= Roger Ward Crosskey =

British entomologist (1930–2017)

Roger Ward Crosskey (29 January 1930 - 4 September 2017) was a British entomologist who worked at the Commonwealth Institute of Entomology and at the Natural History Museum in London specializing in blackflies (Simuliidae), Tachinidae and the hymenopteran superfamily Evanioidea.

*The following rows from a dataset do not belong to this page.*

PR #1921, opened 2025-01-06
replace harshicorp/multierror with errors.Join

djdongjin:
As titled. The replacement is done by:

1. a `multierror` error (`allErr`) -> `var errs []error`
2. `multierror.Append(allErr, err)` -> `errs = append(errs, err)`
3. `return allErr` -> `return errors.Join(errs)`

And if `errs` is empty slice or if every `error` in `errs` are nil, `return errors.Join(errs)` will also return a nil error.

### DIFF
--- a/analyzer/fanotify/fanotify.go
+++ b/analyzer/fanotify/fanotify.go
@@ -17,6 +17,7 @@
 package fanotify
 
 import (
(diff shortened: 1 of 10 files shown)


ktock (approved):
Thanks

PR #1923, opened 2025-01-06
fuse passthrough: fix oom when running huge images

wswsmao:
During the testing of passthrough with large images, we observed that the containerd-stargz-grpc process was terminated. The reason for this issue is that the content to be merged is currently stored in bufPool, which poses a risk of memory exhaustion.

This commit modifies the implementation to directly write the chunks obtained from prefetchEntireFile to disk, thereby mitigating the risk of running out of memory.

### DIFF
--- a/fs/reader/reader.go
+++ b/fs/reader/reader.go
@@ -519,7 +519,7 @@ func (sf *file) GetPassthroughFd() (uintptr, error) {
 	// cache.PassThrough() is necessary to take over files
 	r, err := sf.gr.cache.Get(id, cache.PassThrough())
 	if err != nil {
-		if id, err = sf.prefetchEntireFile(); err != nil {
+		if err := sf.prefetchEntireFile(id); err != nil {
 			return 0, err
 		}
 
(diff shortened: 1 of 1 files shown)


ktock:
Could you rebase this on the latest main branch to enable CI?

wswsmao:
> Could you rebase this on the latest main branch to enable CI?

done, and this https://github.com/containerd/stargz-snapshotter/pull/1905 also has finished rebase and ready to be merged

fs/reader/reader.go
```diff
@@ -624,6 +625,31 @@ func (gr *reader) cacheData(ip []byte, cacheID string) {
...
+	file, ok := readerAt.(*os.File)
+	if !ok {
+		return fmt.Errorf("the cached ReaderAt is not of type *os.File")
+	}
+
+	if _, err := file.Seek(0, io.SeekEnd); err != nil {
+		return fmt.Errorf("failed to seek to end of file: %w", err)
+	}
+
+	if _, err := file.Write(ip); err != nil {
```
ktock, line 646: Blobs in the cache shouldn't be modified directly. The blob should be added the cache after the entire contents becoming available.

wswsmao: > Blobs in the cache shouldn't be modified directly. The blob should be added to the cache after the entire contents becoming available.

I have considered two potential solutions:

First, cache all chunks locally using cacheData, and then merge them into a single file by using cache.Get -> ReadAt -> file.Write. However, this approach incurs significant overhead and results in redundant files.

Limit the specifications of the images being used. Before calling combinedBuffer.Write, we can check for potential OOM risks. If such a risk is detected, we can immediately report an error and exit.

I was wondering if there are any other solutions you would recommend?

ktock: `cache.BlobCache.Add()` returns a writer and you can write chunks to that writer. Once the entire data is written to that writer, you can call `cache.Writer.Commit()` method then that blob is added to the cache. So can we use `cache.Writer` instead of `*os.File`?

wswsmao: done

fs/reader/reader.go
```diff
@@ -542,15 +542,24 @@ func (sf *file) GetPassthroughFd() (uintptr, error) {
...
-	combinedBuffer.Reset()
-	defer sf.gr.putBuffer(combinedBuffer)
+
+	w, err := sf.gr.cache.Add(entireCacheID)
+	if err != nil {
+		return fmt.Errorf("failed to create cache writer: %w", err)
+	}
+	defer w.Close()
+
+	seeker, ok := w.(io.Seeker)
```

Roger Crosskey was born in Croydon to Harold and Elfreda née Ward. His mother died of cancer when he was sixteen and after that spent a lot of his time outdoors collecting insects including butterflies and diving beetles. He studied at Whitgift School and his first publication was in 1951. He studied ensign wasps (Aulacidae and Gasteruptiidae) for his master's degree from the University of London. He married Margaret Eileen ("Peggy") née Godfrey with whom he studied at college. Peggy was also an entomologist and worked alongside him throughout his career. Crosskey joined as an entomologist in the service of the Government of Northern Nigeria to study sleeping sickness in 1951. He also studied onchocerciasis vectors and helped in monitoring and examining the effectiveness of control measures. Along with John B. Davies, he conducted studies on blackflies in the Galma valley. The work conducted over six years involved catching nearly 13,000 flies over an area of 1000 square miles and dissecting 1200 flies to check for larvae of Onchocerca volvulus. They found nearly 20% of the flies being infected in the rainy season and formulated a DDT spraying scheme to reduce the transmission of the parasite. The scheme has come to be called the Crosskey-Davies Experiment of 1954–1960. He returned from Africa to London in 1959 and began to work as a dipterologist and specialized in the Tachinidae.

Roger illustrated most of his publications by himself. Crosskey revamped the classification of the Simuliidae. Crosskey and Graham B. White used the biogeographical designation of "Afrotropical Region" as a more specific term than the previously used terms such as "Ethiopian region" or "Sub-Saharan Africa". He began to work along with Curtis Sabrosky and became a key member of the ICZN code committee.

The tachinid genera Crosskeya and Crosskeyellum are named in his honour as are nearly a dozen species of flies with the epithet crosskeyi. Crosskey himself described a couple of hundred species and established a few new genera while revising the dipteran groups that he worked on.